Can't ever see the punchline there.

MrBrown · 21/12/2018 09:42

God, imagine not being able to joke with your partner or wind each other up 🙄

DP always jokes that my boobs are small, but then also calls them saggy bags of sand - he loves my boobs so is obviously a joke. He has a lot of junk in the trunk so I joke about that, but I love his peachy bum. The only way I can describe it is making the other feel better about their insecurities, cos it's obviously not true, but after when you say no I love xyz about you, it's sincere if you know what I mean. Hard to put into words. It's not really like that horrible thing where it's said men say horrible things to knock you down a peg or 2 after giving you a compliment.
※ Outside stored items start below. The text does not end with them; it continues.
Issue #1224, opened 2025-03-13
Expose tag analytics in CMS


hancush:
We currently run tag analytics via the dashboard and upload reports to a Google Drive once a month. We could easily create a section in the CMS that allows Metro admins to export that report at any time instead. This section could also include some basic reporting, if desired.

Thoughts, @shrayshray, @neilarellano, @camachoo?

PR #1263, opened 2025-07-21
Generate tag analytics from cms

xmedr:
## Overview

This branch allows logged in users to generate google tag analytics whenever they'd like using either a link in the Reports section of the admin or a link in the wagtail userbar on any front end page.

After a short load, the page will refresh and a message will display confirming that a report is being created. Once the report is made and uploaded, the user who requested the report will receive an email notification.

If the user has already queued up a job to make those analytics that is still in progress, they will be shown a message asking them to wait until the last one is done before trying to make a new one.

- Connects #1224 

### Demo

image

---

image

### Notes

I've given this review app and my local app the contents of "LA Metro Google Service Account Key" in bitwarden as a string in order to upload to google drive, and I get a success message from both environments.

However, I'm not sure if I'm looking at the right folder and can't quite confirm that it's actually been uploaded. I'm looking at a folder called "LA Metro Reports" and the latest report is from June 30th. Maybe the folder id I'm using is for a different folder entirely. Alternatively, I may be missing something to upload to that folder.

## Testing Instructions
 * Create a superuser if needed
 * Try to navigate to `/generate-tag-analytics/` from the address bar without having logged in first
   * Confirm that you get redirected to a log in page and it does not generate the analytics yet
 * Do the same after logging in
   * Confirm that you get a message asking you to do it from one of the links on the page. 
 * Log in, and either click Reports > Generate Tag Analytics from the cms, OR head to the front end, open the wagtail userbar, and click "Generate tag analytics"
   * Confirm that you get a success message at the top of the page and that the analytics are being generated.
   * Try starting another job immediately, and confirm that a message displays asking the user to wait until the current job is done before starting another.
   * Confirm that 10 - 30 minutes later, you receive an email saying the report has been uploaded.


antidipyramid (changes requested):
One suggestion for you inline for easier testing.

lametro/management/commands/generate_tag_analytics.py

Anyway mine is (and I've name changed cos it might be a bit outing) that I moved to the other side of the world to be with DP when we weren't even in a proper relationship. We loved each other but hadn't ever given things a proper go and were very on and off prior to him moving away. He was meant to come back but wanted to stay longer so asked me to go. I knew I would regret not going so I did, gave up my job and everything. 8 years later, we are engaged, have our own home (back in the UK) and a 2 year old.

headinhands · 21/12/2018 10:05

I met dh 5 weeks after the break up of a long term relationship. I was still very much not over it but really enjoyed his company.

It was quite a head fuck trying to work out, as time went on, if I genuinely liked him or if it was just rebound. I was in no state of mind for a physical relationship so waited ages before we dtd. That was about 20 years ago.

Springmachine · 21/12/2018 22:15

My DH asked me to marry him before we had even started dating and it was before he had left his ex!

MissionItsPossible · 21/12/2018 22:23

@sackrifice I think she knows her partner, relationship and the joking manner in which she says he says it in more than you do.